> EXERCISE DETAILS
In the records below, the line with "2. **Default to" opens the range and the line with "- normalizes endpoint-shaped" closes it; print that range exactly and nothing else.

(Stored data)
________________
PR #3782, opened 2026-08-30
[Bugfix][Store] Allow explicit host identity for local-first allocation

### LINKED ISSUE #3762: [Bug] local_first / prefer_alloc_in_same_node never matches on Kubernetes: host_id is the client's own pod IP and cannot be overridden (v0.3.13)
### Bug Report

`-allocation_strategy=local_first` (and `ReplicateConfig.prefer_alloc_in_same_node`) can never match a co-located store segment when Mooncake runs on Kubernetes with a pod network. `host_id` is derived from the client's own `local_hostname`, which for a pod is its **pod IP**, and two pods on the same node have two different pod IPs. So the writer's host is never found in the index, the walk falls through to the deterministic `lower_bound` fallback, and the deployment pays the concentration cost of local-first while getting none of the locality benefit it is for.

Measured on an 8-segment cluster with 3 writers: **three segments held 100% of the data, five held 0 or a single 16 MiB unit, and none of the three was the segment co-located with its writer.** Predicted placement from the source matched observed placement 3/3.

This is the implementation of #2633 / #2638. The RFC's goal 1 is "a Mooncake-native notion of physical host identity" and goal 4 is "prefer segments on the writer's host"; neither holds under Kubernetes. The RFC even lists "a physical host may run multiple Mooncake clients and multiple store segments" as a reason not to make callers pass `Segment.name` — but the chosen host identity has exactly the same problem one layer down.

### Environment

- `docker.io/kvcacheai/mooncake:0.3.13`
- Kubernetes, CNI with per-pod IPs. Store runs as a DaemonSet (one store pod per node); the writers are vLLM pods on those same nodes.
- Store: 8 memory segments x ~1 TiB, `replica_num=1`, `-allocation_strategy=local_first`
- Writers use the default `ReplicateConfig` (`prefer_alloc_in_same_node` left at its default)

### Mechanism, with line numbers

1. `local_first` is not a strategy object at all. `CreateAllocationStrategy` maps `LOCAL_FIRST` to `RandomAllocationStrategy` (`allocation_strategy.h:655`). The locality lives entirely in the `preferred_segments` list built before the call.

2. That list is built from `GetHostOrderedSegments(writer_host_id, key)` (`master_service.cpp:4086`), where

```cpp
if ((allocation_strategy_type_ == AllocationStrategyType::LOCAL_FIRST ||
     config.prefer_alloc_in_same_node) && config.replica_num == 1) {
    writer_host_id = config.host_id.empty() ? GetClientHostId(client_id) : config.host_id;
}
```
(`master_service.cpp:4349-4354`)

3. `config.host_id` is not the caller's to set. `Client::AttachHostId` (`client_service.cpp:534`) **overwrites** it unconditionally with the client's own:

```cpp
ReplicateConfig Client::AttachHostId(const ReplicateConfig& config) const {
    ReplicateConfig client_cfg = config;
    if (!host_id_.empty()) client_cfg.host_id = host_id_;
    return client_cfg;
}
```

4. And `host_id_` is fixed at construction from the client's own bind address:

```cpp
host_id_(ResolveMooncakeHostId(local_hostname)),
```
(`client_service.cpp:416`)

`ResolveMooncakeHostId` is "hostname minus port" (`utils.cpp:601`) — that is, the address the transfer engine binds. In a pod that is the pod IP.

5. The store side is symmetric: the store pod mounts with `segment.host_id = host_id_` (`client_service.cpp:3534`), which the master records as the segment's host (`master_service.cpp:929`). So the index is keyed by **store pod IP**, and the lookup key is the **writer pod IP**. On the same physical node those are two different addresses and the lookup always misses.

6. On a miss, `BuildHostOrderedSegments` (`segment.cpp:54-68`) does:

```cpp
auto start_it = segments_by_host.find(writer_host_id);
if (start_it == segments_by_host.end()) {
    start_it = segments_by_host.lower_bound(writer_host_id);
    if (start_it == segments_by_host.end()) start_it = segments_by_host.begin();
}
```

so each writer is deterministically pinned to the lexicographically next store pod IP and stays there until that segment fills, then rings on to the next. With one segment per host, "rotate the starting segment by key hash" (RFC goal 6) has nothing to rotate over.

We predicted each writer's landing segment from its pod IP and the sorted store pod IP list, and it matched the observed per-segment `segment_allocated_bytes` for all three writers.

### Why this matters beyond imbalance

The concentration itself is by design — RFC goal 3 is to reduce blast radius by keeping one writer's cache together, and we understand that. The problem is that the *benefit* is unreachable here: writes never stay local, so every put crosses the network, and we still pay the concentration. On our cluster that meant 5 of 8 segments sat idle while 3 filled to the allocator ceiling.

There is also no signal. Nothing logs "the writer's host was not found, falling back" — the only hint is a `VLOG(1)` reporting `local_first_preferred_segments=<count>`, which is non-zero in exactly this failure case because the fallback still produces an ordered list. From the outside, a working local-first and a permanently-missing one look identical.

We have switched to `free_ratio_first`, which fixed the balance (segment skew max/mean 1.50 -> 1.00, all segments carrying data). So this is not blocking us — but the feature is unusable on Kubernetes as written, and we suspect anyone who turns it on there is silently getting the fallback.

### What we would like

Any one of these would make the feature usable:

1. **Let the deployment supply `host_id`.** An env var (say `MC_HOST_ID`) or a client config field that is *not* overwritten by `AttachHostId`, so a Kubernetes deployment can pass `spec.nodeName` or the host IP via the downward API to both the store pods and the writers. This is the smallest change and needs no topology awareness inside Mooncake.
2. **Default to a real host identity** rather than the bind address — e.g. the kernel hostname, or the node IP — with the bind address as fallback.
3. Failing both, **log a warning once per client** when `local_first`/`prefer_alloc_in_same_node` is active and the writer's `host_id` is absent from the segment index, and **document** that `host_id` is the client's bind address so container deployments know what they are enabling.

Happy to test a patch on our cluster; we have the 3-writer / 8-segment reproduction standing.

zupengwang:
## Description

Fixes #3762.

Kubernetes deployments commonly use each pod IP as `local_hostname`. A writer pod and a colocated store pod therefore report different derived host IDs, so `local_first` / `prefer_alloc_in_same_node` never recognizes them as colocated.

This change:

- lets the C++ client use `MOONCAKE_HOST_ID` as an explicit deployment-level host identity;
- preserves the existing `local_hostname`-derived fallback when the variable is unset, empty, or whitespace-only;
- normalizes endpoint-shaped overrides before rejecting loopback and wildcard identities, matching the existing derived-host safety behavior; and
- documents a Kubernetes Downward API setup that keeps `status.podIP` as the routable transfer endpoint while using `spec.nodeName` as the shared placement identity.

The change does not modify the RPC/wire format, allocation algorithm, or transfer transports.

## Module

- [ ] CI/CD
- [x] Docs
- [ ] Other

## Type of Change

- [x] Bug fix
- [ ] New feature
- [ ] Refactor
- [ ] Breaking change
- [x] Documentation update
- [ ] Performance improvement
- [ ] Other

## How Has This Been Tested?

**Exact-base regression:**

On `main@73471dc2803f0de7e42484cfa1e2f44c09dc1de5` with the original PR implementation applied, `ResolveMooncakeHostIdNormalizesEndpointOverride` failed because the explicit override `kubernetes-node-a:5000` was returned unchanged. With the review fix applied, the same test passes after normalizing the endpoint to `kubernetes-node-a`.

**Test commands:**

```bash
cmake --build build-store --target master_service_test -j6

./build-store/mooncake-store/tests/master_service_test \
  --gtest_filter='MasterServiceTest.ResolveMooncakeHostId*' \
  --gtest_repeat=20 --gtest_break_on_failure

./build-store/mooncake-store/tests/master_service_test \
  --gtest_break_on_failure

clang-format --dry-run --Werror \
  mooncake-store/src/utils.cpp \
  mooncake-store/tests/master_service_test.cpp

pre-commit run --files \
  mooncake-store/AGENTS.md \
  mooncake-store/src/utils.cpp \
  mooncake-store/tests/master_service_test.cpp \
  docs/source/deployment/mooncake-store-deployment-guide.md \
  docs/source/design/store/mooncake-store.md

cd docs && make html
git diff --check
```

**Test results:**

- [x] Unit tests pass on `main@73471dc2803f0de7e42484cfa1e2f44c09dc1de5`: 5 focused tests × 20 repetitions; full `master_service_test` 114/114.
- [x] Sphinx documentation build succeeds for all 96 pages on the original PR base.

The code path is transport-independent. No RDMA or GPU performance claim is made, and a live Kubernetes deployment was not available in this validation environment.

## Checklist

- [x] I have formatted my code using `clang-format` 20
- [x] For changes >500 LOC: I have filed an RFC issue (not applicable; this change is under 500 LOC, and the original local-first RFC is #2633)

## AI Assistance Disclosure

- [ ] No AI tools were used

Codex was used to audit the relevant issue/PR history, implement the focused code, tests, and documentation changes, and run validation. The final diff and evidence were reviewed end-to-end before publication.


yokinoshitayoki:
This direction looks promising to me. In PR #2638, I thought adding another env varient is inconvient for users so I chose the simpler approach. That said, I do agree that supporting an explicit host identity while preserving the existing behavior when the variable is unset, empty, or whitespace-only strikes a better balance.

mooncake-store/src/utils.cpp
```diff
@@ -598,22 +598,27 @@ int64_t time_gen() {
...
+           !AsciiCaseInsensitiveEquals(host_id, "localhost") &&
+           host_id != "127.0.0.1" && host_id != "0.0.0.0" && host_id != "::1" &&
+           host_id != "[::1]" && host_id != "::" && host_id != "[::]";
+}
+
 std::string ResolveMooncakeHostId(const std::string &local_hostname) {
+    const std::string configured_host_id(
+        TrimAsciiWhitespace(Environ::GetString("MOONCAKE_HOST_ID", "")));
+    if (!configured_host_id.empty()) {
+        return IsUsableMooncakeHostId(configured_host_id) ? configured_host_id
```
yokinoshitayoki: Normalize or reject endpoint-shaped overrides before validation. `localhost:5000`, `127.0.0.1:5000`, and `[::]:5000` are currently accepted despite the documented loopback/wildcard rejection, which can give unrelated pods the same invalid placement identity. Strip/reject ports first and add regression cases.

yokinoshitayoki:
Could we also update this on AGENTS.md?

mooncake-store/src/utils.cpp
zupengwang: Fixed in `ce37f6fc`. Non-empty overrides now go through the existing endpoint normalization before loopback/wildcard validation. I added regression coverage for `localhost:5000`, `127.0.0.1:5000`, `0.0.0.0:5000`, `[::1]:5000`, and `[::]:5000`, plus a valid endpoint normalization case. On `main@73471dc`, the focused resolver suite passed 5 tests × 20 repetitions and the full `master_service_test` passed 114/114.

zupengwang:
Thanks for the feedback. Updated in `ce37f6fc`: unset, explicitly empty, and whitespace-only `MOONCAKE_HOST_ID` values continue to fall back to the existing `local_hostname` behavior, with separate regression coverage for the set-but-empty case. I also added the requested local-first host identity guidance to `mooncake-store/AGENTS.md`, including the placement-vs-transfer identity boundary and endpoint normalization rule. Validation on `main@73471dc`: 5 focused resolver tests × 20 repetitions and 114/114 full `master_service_test`.

yokinoshitayoki (approved):
LGTM.

ykwd (approved):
________________
> ANSWER FOR THIS EXERCISE
2. **Default to a real host identity** rather than the bind address — e.g. the kernel hostname, or the node IP — with the bind address as fallback.
3. Failing both, **log a warning once per client** when `local_first`/`prefer_alloc_in_same_node` is active and the writer's `host_id` is absent from the segment index, and **document** that `host_id` is the client's bind address so container deployments know what they are enabling.

Happy to test a patch on our cluster; we have the 3-writer / 8-segment reproduction standing.

zupengwang:
## Description

Fixes #3762.

Kubernetes deployments commonly use each pod IP as `local_hostname`. A writer pod and a colocated store pod therefore report different derived host IDs, so `local_first` / `prefer_alloc_in_same_node` never recognizes them as colocated.

This change:

- lets the C++ client use `MOONCAKE_HOST_ID` as an explicit deployment-level host identity;
- preserves the existing `local_hostname`-derived fallback when the variable is unset, empty, or whitespace-only;
- normalizes endpoint-shaped overrides before rejecting loopback and wildcard identities, matching the existing derived-host safety behavior; and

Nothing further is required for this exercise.